:: MATERIAL PROVIDED ::
PR #5474, opened 2022-05-02
config:Create configuration file for Fly-Gemini-v1 motherboard

kluoyun:
Create a configuration file for Mellow's Fly-Gemini-v1 motherboard

Signed-off-by: Xiaokui Zhao <xiaok@zxkxz.cn>


KevinOConnor:
Thanks.  The config file looks fine to me, but it needs to be added to the regression test suite (https://www.klipper3d.org/Example_Configs.html point 4).

-Kevin

kluoyun:
> Thanks. The config file looks fine to me, but it needs to be added to the regression test suite (https://www.klipper3d.org/Example_Configs.html point 4).
> 
> -Kevin

Hi Kevin, thanks for pointing this out, I have added the STM32F405 and the config file to the test case.

KevinOConnor:
Thanks.

-Kevin

PR #5477, opened 2022-05-03
Create printer-biqu-b1-se-plus.cfg

maxcalavera81:


config/printer-biqu-b1-se-plus.cfg
```diff
@@ -0,0 +1,219 @@
...
+########################################
+
+########################################
+# Heater Bed Pins
+########################################
+[heater_bed]
+heater_pin: PD7
+sensor_type: Generic 3950
+sensor_pin: PA1
+control: pid
```
ld3300, line 122: Might be best to remove the PID section, and let the user decide later if they want to use it for their bed.

config/printer-biqu-b1-se-plus.cfg
```diff
@@ -0,0 +1,219 @@
...
+speed: 100
+z_hop: 5
+z_hop_speed: 5
+
+[output_pin probe_enable]
+pin: PE5
+value: 1
+
+########################################
+# Bed Mesh configuration               # exemple off bed mesh config
```
ld3300, line 164: Since bed mesh is a part of the general configuration steps it should be left out of printer example files.

config/printer-biqu-b1-se-plus.cfg
```diff
@@ -0,0 +1,219 @@
...
+
+########################################
+# Filament Sensor configuration
+########################################
+[filament_switch_sensor Sensor_Filamento]
+switch_pin: !PC2
+pause_on_runout: false #pause handled by macro
+runout_gcode:
+  M600 #calls a macro with the name M600 (so it can be called by slicers too)
+insert_gcode:
```
ld3300, line 210: You can remove optional features like insert_gcode.  Having it call a throwaway gcode will end up being an error a user may have to try and figure out

ld3300:
Hi @maxcalavera81,
Thank you for contributing so others have a place to start.  I'm not a reviewer, so can't approve anything, but I have put some notes in your commit for you to consider.  It might also be helpful to users to have a link to look for the potential board problem you mention at the top of the file.

Please also add the 'Signed-off-by:' section as required in the contributing guidelines [here](https://github.com/Klipper3d/klipper/blob/722ad4a1d2798d600ad34c8c8e7d74171e018aef/docs/CONTRIBUTING.md#format-of-commit-messages).

Best,
-David

config/printer-biqu-b1-se-plus.cfg
maxcalavera81: I can delete it, but then when klipper checks the configuration it will give an error because these parameters are missing.  Is it really convenient to delete?

config/printer-biqu-b1-se-plus.cfg
maxcalavera81: The biqu b1 se plus has automatic leveling as standard.  I left it commented because it can be very useful for those who will use it....

config/printer-biqu-b1-se-plus.cfg
maxcalavera81: On this point you are right.  I will delete as soon as I see it

maxcalavera81:
Good Morning.  I appreciate the feedback and have already answered some of the questions.  I just didn't quite understand the last part of the signature.

"Please also add the 'Signed-off-by:' section as required in the contributing guidelines [here](https://github.com/Klipper3d/klipper/blob/722ad4a1d2798d600ad34c8c8e7d74171e018aef/docs/CONTRIBUTING.md#format-of-commit-messages)."

config/printer-biqu-b1-se-plus.cfg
:::
WHAT TO PRODUCE |
Take the line with "of the signature." and every line after it in the data, and please reproduce them exactly, leaving out all other lines.

SOLUTION BELOW |
Good Morning.  I appreciate the feedback and have already answered some of the questions.  I just didn't quite understand the last part of the signature.

"Please also add the 'Signed-off-by:' section as required in the contributing guidelines [here](https://github.com/Klipper3d/klipper/blob/722ad4a1d2798d600ad34c8c8e7d74171e018aef/docs/CONTRIBUTING.md#format-of-commit-messages)."

config/printer-biqu-b1-se-plus.cfg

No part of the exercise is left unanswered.